As always, congratulations for the amazing job on the library! I was doing some tests using the Scorecard class and noticed that de KS statistics reported when using the method .predict_proba and .score are differents. I was wondering if that was the expected behaviour. The score transformation wasn't supposed to be a linear transformation of the weights of the logistic model? Thought this shouldn't modify the KS statistics, but I'm not sure.

Best regards,

ds-mauri commented 2 years ago

UPDATE

Indeed, even when computing the AUROC the metric changes if we use the .predict_proba() or .score(). To further investigate that I ploted the bads using the deciles of each "score" along the x-axis. For some reason the bad rate changes for each bin. On the left I used the .predict_proba() method (rescaled to 0-1000) and on the right the .score().

Checking on a customer level we see that for some users the score transformation change their ordenation on the dataset.

Here I take 3 customers as example. Using the .predict_proba() they were ranked as 6th and 3rd decile, respectively. Using the .score(), both was on the 4th decile. Is this the expected behaviour of the Scorecard transformation or it should keep the ordering?

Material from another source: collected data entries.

PR #1860, opened 2019-01-02
Exclude Rails Edge (6.0) + Ruby 2.4 or lower build

koic:
Rails Edge (6.0) requires Ruby 2.5 or higher.
https://github.com/rails/rails/commit/1b7c3222e86b98ce886110ae0860ba62e35e2299

This PR excludes the following error matrix from Travis CI.

```console
$ bundle install
Fetching https://github.com/rails/rails.git
Fetching https://github.com/rails/arel.git
Fetching https://github.com/rubocop-hq/rubocop.git
Fetching gem metadata from https://rubygems.org/.............
Fetching gem metadata from https://rubygems.org/..........
Fetching gem metadata from https://rubygems.org/..........
Resolving dependencies...
activesupport-6.0.0.alpha requires ruby version >= 2.5.0, which is incompatible
with the current version, ruby 2.4.5p335
The command "bundle install" failed and exited with 5 during .
```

I believe this is more a question of the theory behind than an issue of the implementation.

Thanks again!

guillermo-navas-palencia commented 2 years ago

Hi @ds-mauri!

Interesting, I will investigate during the weekend. Could you please specify the version you are using?

ds-mauri commented 2 years ago

Sure! I'm using 0.14.1. Just saw on release notes that was a bugfix on version 0.15.0 on the .score() method. I'll check if it's the case.

[UPDATE] I retreined the models on version 0.15.0 and the described phenomenom keep occurring.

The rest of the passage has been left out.